Pero no se confundan, el disco que nos ocupa no es un canto de añoranza. El proyecto de Egüez y amigos pretende explicar el concepto de “mestizaje” sin apenas mediar las palabras y procurando en todo momento evitar compararlo con ese irritante término que es la “globalización”. Las diferencias no son nada inocentes ni sutiles, pues lo segundo comporta aceptar la homogeneización de la diversidad cultural con aborregado conformismo y en beneficio del canon occidental anglosajón, para más inri. El mestizaje que fundamenta la línea estética del álbum es muy contrario también a la falaz idea de “pureza”, esa falsa moneda que es, en el fondo, un invento político. De todo ello habla el excelente texto de Luis Toledo Sande que presenta el libreto interior, centrado en la historia de las “canciones de vuelta” y en la lectura racial que en muchas ocasiones –y no siempre sin querer– la musicología europea proyectó en ellas.

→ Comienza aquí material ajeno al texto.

PR #1290, opened 2021-08-19
Implement a util class to manage push queues using Cloud Tasks API

jianglai:
Push queues were part of App Engine when they debuted. As a result the
Task Queue API were part of the App Engine SDK and can only be used in
App Engine classic runtime. The new Cloud Tasks API can be used in any
runtime but it only supports push queues. In this PR we implement a util
class (CloudTasksUtils) like TaskQueueUtils to handle enqueuing tasks to
push queues using Cloud Tasks. One action (TldFanoutAction) was
converted to use the new API as a demo. Mass migration of other call sites of
the old API will follow in a separate PR.

TESTED=deployed to alpha and verified that tasks are corrected enqueued
and executed.

---
This change is [Reviewable](https://reviewable.io/reviews/google/nomulus/1290)


jianglai (commented):
Ready for review. PTAL.

> Reviewed 112 of 112 files at r1, 9 of 9 files at r2, all commit messages.
> *[Reviewable](https://reviewable.io/reviews/google/nomulus/1290#-:-MhYiPLRDPLY1Wz4TVwZ:b-kkeupw)* status: :shipit: complete! all files reviewed, all discussions resolved (waiting on @gbrodman)

jianglai (commented):
> Reviewed 1 of 1 files at r3, 2 of 2 files at r4, all commit messages.
> *[Reviewable](https://reviewable.io/reviews/google/nomulus/1290)* status: :shipit: complete! all files reviewed, all discussions resolved (waiting on @gbrodman)

gbrodman (changes requested):
> Reviewed 104 of 112 files at r1, 6 of 9 files at r2, 1 of 1 files at r3, 2 of 2 files at r4, all commit messages.
> *[Reviewable](https://reviewable.io/reviews/google/nomulus/1290)* status: all files reviewed, 5 unresolved discussions (waiting on @jianglai)

___
*[core/src/main/java/google/registry/config/CloudTasksUtilsModule.java, line 45 at r4](https://reviewable.io/reviews/google/nomulus/1290#-MhZE6bPDKk2gfjehabF:-MhZE6bPDKk2gfjehabG:bem1zm5) ([raw file](https://github.com/google/nomulus/blob/82b178801a43ddcfa2aa90f47508c8a8bae580fb/core/src/main/java/google/registry/config/CloudTasksUtilsModule.java#L45)):*
> ```Java
>       @Config("projectId") String projectId,
>       @Config("locationId") String locationId,
>       Provider<CloudTasksClient> clientProvider,
> ```

Is the reason why we use a provider here so that the caller can maintain the lifecycle + closing of the CloudTasksClient? 
___
*[core/src/main/java/google/registry/config/files/default-config.yaml, line 14 at r4](https://reviewable.io/reviews/google/nomulus/1290#-MhZCvNlB2OFdxRuic7f:-MhZCvNlB2OFdxRuic7g:bqcvd1g) ([raw file](https://github.com/google/nomulus/blob/82b178801a43ddcfa2aa90f47508c8a8bae580fb/core/src/main/java/google/registry/config/files/default-config.yaml#L14)):*
> ```YAML
>   # they are used without the trailing number in App Engine commands and Google Cloud Console.
>   # See: https://cloud.google.com/appengine/docs/locations
>   locationId: registry-location-id
> ```

Is there a corresponding PR to add the location in our internal repo? 
___
*[core/src/main/java/google/registry/cron/TldFanoutAction.java, line 178 at r4](https://reviewable.io/reviews/google/nomulus/1290#-MhZV0wtDhES208JnYFd:-MhZV0wuAlXJ2rDxAbIY:b-uvpenc) ([raw file](https://github.com/google/nomulus/blob/82b178801a43ddcfa2aa90f47508c8a8bae580fb/core/src/main/java/google/registry/cron/TldFanoutAction.java#L178)):*
> ```Java
>                 .getMillis());
>     return Task.newBuilder(
>             CloudTasksUtils.createPostTask(endpoint, Service.BACKEND.toString(), params))
> ```

Do we ever have any tasks that aren't on the backend service? 
___
*[core/src/test/java/google/registry/testing/CloudTasksHelper.java, line 62 at r4](https://reviewable.io/reviews/google/nomulus/1290#-MhZhZaoEYyrkoo_G_P9:-MhZhZaoEYyrkoo_G_PA:bjnhzco) ([raw file](https://github.com/google/nomulus/blob/82b178801a43ddcfa2aa90f47508c8a8bae580fb/core/src/test/java/google/registry/testing/CloudTasksHelper.java#L62)):*
> ```Java
> 
> /** Static utility functions for testing task queues. */
> public class CloudTasksHelper {
> ```

This is basically taken from TaskQueueHelper, right? We probably should mention that. 
___
*[util/src/main/java/google/registry/util/CloudTasksUtils.java, line 105 at r4](https://reviewable.io/reviews/google/nomulus/1290#-MhZht4U2tMfQR2UtxKz:-MhZht4U2tMfQR2UtxL-:b-f90yg8) ([raw file](https://github.com/google/nomulus/blob/82b178801a43ddcfa2aa90f47508c8a8bae580fb/util/src/main/java/google/registry/util/CloudTasksUtils.java#L105)):*
> ```Java
>   private static Task createTask(
>       String path, HttpMethod method, String service, Multimap<String, String> params) {
>     checkArgument(
> ```

Can we use some sort of URI regularization code to be more lenient about the inputs, so that any input that doesn't conform to "/foo/bar" gets converted to the right format?

jianglai (commented):
> *[Reviewable](https://reviewable.io/reviews/google/nomulus/1290)* status: all files reviewed, 5 unresolved discussions (waiting on @gbrodman)

___
*[core/src/main/java/google/registry/config/CloudTasksUtilsModule.java, line 45 at r4](https://reviewable.io/reviews/google/nomulus/1290#-MhZE6bPDKk2gfjehabF:-MhaMD6Y6EsTC32kqam1:b-6karsv) ([raw file](https://github.com/google/nomulus/blob/82b178801a43ddcfa2aa90f47508c8a8bae580fb/core/src/main/java/google/registry/config/CloudTasksUtilsModule.java#L45)):*

Is the reason why we use a provider here so that the caller can maintain the lifecycle + closing of the CloudTasksClient? 
</blockquote></details>

Yes, `CloudTasksClient` implements `Autocloseable`. I'm not 100% sure but I suspect that without closing the client the request may not be guaranteed to be sent down the wire to the client. All the examples use the try-with-resource approach for this client (and probably for all gRPC clients in general). Added some comments to this effect.
___
*[core/src/main/java/google/registry/config/files/default-config.yaml, line 14 at r4](https://reviewable.io/reviews/google/nomulus/1290#-MhZCvNlB2OFdxRuic7f:-MhaNVprDqwD4ShNyckZ:b-rs0mzr) ([raw file](https://github.com/google/nomulus/blob/82b178801a43ddcfa2aa90f47508c8a8bae580fb/core/src/main/java/google/registry/config/files/default-config.yaml#L14)):*

Is there a corresponding PR to add the location in our internal repo? 
</blockquote></details>

Yes, sent a Gerrit CR to you. https://team-review.git.corp.google.com/c/domain-registry-eng/nomulus-internal/+/1192771
___
*[core/src/main/java/google/registry/cron/TldFanoutAction.java, line 178 at r4](https://reviewable.io/reviews/google/nomulus/1290#-MhZV0wtDhES208JnYFd:-MhaNb9gACGcrIUSKSW3:b8dntpd) ([raw file](https://github.com/google/nomulus/blob/82b178801a43ddcfa2aa90f47508c8a8bae580fb/core/src/main/java/google/registry/cron/TldFanoutAction.java#L178)):*

Do we ever have any tasks that aren't on the backend service? 
</blockquote></details>

The old way (with Task Queues) is that if you do not specify a service, the service which enqueues a task will be the one that executes it (see comments in CloudTasksUtil). Since this action is on the backend service all tasks it enqueues must already be on the backend service.
___
*[core/src/test/java/google/registry/testing/CloudTasksHelper.java, line 62 at r4](https://reviewable.io/reviews/google/nomulus/1290#-MhZhZaoEYyrkoo_G_P9:-MhaOQ-cCMvYqTx6V6Kf:b-896fix) ([raw file](https://github.com/google/nomulus/blob/82b178801a43ddcfa2aa90f47508c8a8bae580fb/core/src/test/java/google/registry/testing/CloudTasksHelper.java#L62)):*

This is basically taken from TaskQueueHelper, right? We probably should mention that. 
</blockquote></details>

Done.
___
*[util/src/main/java/google/registry/util/CloudTasksUtils.java, line 105 at r4](https://reviewable.io/reviews/google/nomulus/1290#-MhZht4U2tMfQR2UtxKz:-MhaOf_VDHuVwl1YOgnE:bc7ck7g) ([raw file](https://github.com/google/nomulus/blob/82b178801a43ddcfa2aa90f47508c8a8bae580fb/util/src/main/java/google/registry/util/CloudTasksUtils.java#L105)):*

Can we use some sort of URI regularization code to be more lenient about the inputs, so that any input that doesn't conform to "/foo/bar" gets converted to the right format? 
</blockquote></details>

I thought about it but it seems unlikely to work. We'd have to employ some heuristics to "regularize" a malformed URI, right? (Unless you are talking about simply adding a leading slash if there is none). That seems too complicated for such a util class. Ideally we'd use the `@Action` annotation from an action and get the path, but we also need to support user-supplied paths from query parameters (like in this action). Ultimately there are so many ways the provided URIs can be wrong I think we should just return an error message instead.

jianglai (commented):
> *[Reviewable](https://reviewable.io/reviews/google/nomulus/1290)* status: all files reviewed, 5 unresolved discussions (waiting on @gbrodman)

gbrodman (changes requested):
> *[Reviewable](https://reviewable.io/reviews/google/nomulus/1290)* status: all files reviewed, 2 unresolved discussions (waiting on @jianglai)

___
*[core/src/main/java/google/registry/config/files/default-config.yaml, line 14 at r4](https://reviewable.io/reviews/google/nomulus/1290#-MhZCvNlB2OFdxRuic7f:-Mhnj4Ng7dbCcuZTznYx:biffcir) ([raw file](https://github.com/google/nomulus/blob/82b178801a43ddcfa2aa90f47508c8a8bae580fb/core/src/main/java/google/registry/config/files/default-config.yaml#L14)):*

Yes, sent a Gerrit CR to you. https://team-review.git.corp.google.com/c/domain-registry-eng/nomulus-internal/+/1192771
</blockquote></details>

not sure how I missed that, sorry 
___
*[core/src/main/java/google/registry/cron/TldFanoutAction.java, line 178 at r4](https://reviewable.io/reviews/google/nomulus/1290#-MhZV0wtDhES208JnYFd:-Mhnj9Y3C9Q1lGQFvTv0:bvkxzfp) ([raw file](https://github.com/google/nomulus/blob/82b178801a43ddcfa2aa90f47508c8a8bae580fb/core/src/main/java/google/registry/cron/TldFanoutAction.java#L178)):*

The old way (with Task Queues) is that if you do not specify a service, the service which enqueues a task will be the one that executes it (see comments in CloudTasksUtil). Since this action is on the backend service all tasks it enqueues must already be on the backend service.
</blockquote></details>

Right, my question was if it's necessary to always specify the BACKEND service when calling `createPostTask` or if that can just be assumed 
___
*[util/src/main/java/google/registry/util/CloudTasksUtils.java, line 105 at r4](https://reviewable.io/reviews/google/nomulus/1290#-MhZht4U2tMfQR2UtxKz:-MhnjGvzCuVv7FQsUovR:br6lixn) ([raw file](https://github.com/google/nomulus/blob/82b178801a43ddcfa2aa90f47508c8a8bae580fb/util/src/main/java/google/registry/util/CloudTasksUtils.java#L105)):*

I thought about it but it seems unlikely to work. We'd have to employ some heuristics to "regularize" a malformed URI, right? (Unless you are talking about simply adding a leading slash if there is none). That seems too complicated for such a util class. Ideally we'd use the `@Action` annotation from an action and get the path, but we also need to support user-supplied paths from query parameters (like in this action). Ultimately there are so many ways the provided URIs can be wrong I think we should just return an error message instead.
</blockquote></details>

I'm not referring to taking in an input like that, I'm referring to something like a filesystem path object, which would normalize the path automatically, like `Paths.get("/", path).toString()` or something

jianglai (commented):
> *[Reviewable](https://reviewable.io/reviews/google/nomulus/1290)* status: all files reviewed, 2 unresolved discussions (waiting on @gbrodman)

___
*[core/src/main/java/google/registry/cron/TldFanoutAction.java, line 178 at r4](https://reviewable.io/reviews/google/nomulus/1290#-MhZV0wtDhES208JnYFd:-MhoBpzgAWTRDX-EOyVV:bqirh1) ([raw file](https://github.com/google/nomulus/blob/82b178801a43ddcfa2aa90f47508c8a8bae580fb/core/src/main/java/google/registry/cron/TldFanoutAction.java#L178)):*

Right, my question was if it's necessary to always specify the BACKEND service when calling `createPostTask` or if that can just be assumed 
</blockquote></details>

I doubt it can be assumed. I think there are cases where we enqueue backend tasks from frontend actions (EPP) or tool actions (Nomulus tool). I haven't done a thorough survey but making it explicit here doesn't seem to hurt as far as readability goes.
___
*[util/src/main/java/google/registry/util/CloudTasksUtils.java, line 105 at r4](https://reviewable.io/reviews/google/nomulus/1290#-MhZht4U2tMfQR2UtxKz:-MhoG5EC9QTZ3NEmfyaK:b-r0urkr) ([raw file](https://github.com/google/nomulus/blob/82b178801a43ddcfa2aa90f47508c8a8bae580fb/util/src/main/java/google/registry/util/CloudTasksUtils.java#L105)):*

I'm not referring to taking in an input like that, I'm referring to something like a filesystem path object, which would normalize the path automatically, like `Paths.get("/", path).toString()` or something 
</blockquote></details>

Still not convinced that it will actually work. For filesystem paths there's value in using a regularization class like `Path` because different OSes have different delimiter and such. For URIs it's either right or wrong, so trying to regularize the input doesn't make much sense to me.

Also did some search on validation the path, which turned out to be not trivial either. See here: https://stackoverflow.com/questions/1600291/validating-url-in-java. We will also need to construct some dummy prefix to make this an actual URI in order to be used in a validator.

gbrodman (approved):
> *[Reviewable](https://reviewable.io/reviews/google/nomulus/1290)* status: :shipit: complete! all files reviewed, all discussions resolved (waiting on @jianglai)

___
*[util/src/main/java/google/registry/util/CloudTasksUtils.java, line 105 at r4](https://reviewable.io/reviews/google/nomulus/1290#-MhZht4U2tMfQR2UtxKz:-MhtyYA81em7TariX5Zz:b2ib9nb) ([raw file](https://github.com/google/nomulus/blob/82b178801a43ddcfa2aa90f47508c8a8bae580fb/util/src/main/java/google/registry/util/CloudTasksUtils.java#L105)):*

Still not convinced that it will actually work. For filesystem paths there's value in using a regularization class like `Path` because different OSes have different delimiter and such. For URIs it's either right or wrong, so trying to regularize the input doesn't make much sense to me.

Also did some search on validation the path, which turned out to be not trivial either. See here: https://stackoverflow.com/questions/1600291/validating-url-in-java. We will also need to construct some dummy prefix to make this an actual URI in order to be used in a validator.
</blockquote></details>

Fair enough -- this makes sense then.

PR #1291, opened 2021-08-19
Compare SQL and Datastore objects in SQL->DS replay testing

gbrodman:
Add double-replay to the Host*Flow tests to show how this works. The
only change to the double replay itself is that now we store the
Datastore entity in the TransactionEntity object -- this is because we
use Objectify to serialize the objects into bytes and we need it to know
about the entity in question.

This change is [Reviewable](https://reviewable.io/reviews/google/nomulus/1291)


gbrodman:
hold up on this, might be better to show it in action with some tests

gbrodman:
ok should be good to go now

jianglai (approved):
> Reviewed 1 of 3 files at r1, 7 of 7 files at r2, all commit messages.
> *[Reviewable](https://reviewable.io/reviews/google/nomulus/1291)* status: :shipit: complete! all files reviewed, all discussions resolved (waiting on @gbrodman)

A tal fin se han reunido 19 piezas americanas que resumen cinco siglos. Nótese que el uso de la cursiva remarca unas reservas, ya que decir americana tiene connotaciones muy plurales. De ahí que Odisea Negra ofrezca desde poemas musicados de Nicolás Guillén a covers del Trío Matamoros, músicas antiguas con instrumentos modernos como la marimba o prestados de otras latitudes (como la kora) entre otros más ancestrales (como el laúd, la tiorba o la viola de gamba), ritmos africanos que asoman en la base del joropo o del merengue, etc. En efecto, de formas musicales de auténtica “negritud” como las negrillas, los guineos o las jácaras barrocas derivan otros géneros folklóricos, algunos autóctonos del Caribe (como el son, la habanera y el bolero) y otros más extendidos por el lado sur del continente. Por otra parte, es Odisea-Negra-Ivandeseo de Egüez que se reivindique con este disco el legado musical que los esclavos mandingas trajeron consigo a América.

La propia cantera de La Chimera, el grupo que le acompaña, ya es toda una declaración de principios, con miembros de Senegal, Italia, Cuba, Argentina y Venezuela. Sin embargo, la propuesta musical de Egüez, que en apariencia parece seguir la misma senda de otras formaciones similares como las de Infinimúsica, L’Arpeggiata o el Hespèrion XXI del maestro Savall, incluye también temas más contemporáneos o de propia autoría, aunque arreglados según estilos de antaño. No en vano, Egüez es un experto en la obra bachiana, como prueban sus dos volúmenes de The Lute Music Of J.S.Bach (2000-2002, M.A.Recordings). Al respecto, Odisea Negra no sólo borra las fronteras geográficas a través de la música, sino también las temporales, y eso lo convierte en un trabajo genuino. Baste escuchar las preciosas Mariposita de primavera y Ali (esta última escrita e interpretada por Ablaye Cissoko), los juegos polifónicos de Eso rigor e repente de Gaspar Fernandes (de su estancia en Guatemala entre los siglos XVI-XVII), esa Wouloukamala a medio camino entre Dead Can Dance y Philip Glass, o el Ogguere que El Negro Iván adaptara para su disco de debut –Traigo de todo (2009, Duradisc / Actual Records)–, aquí en una versión sustancialmente distinta de aires jazzísticos que recuerda a la atmósfera épica de las grabaciones de Yma Sumac.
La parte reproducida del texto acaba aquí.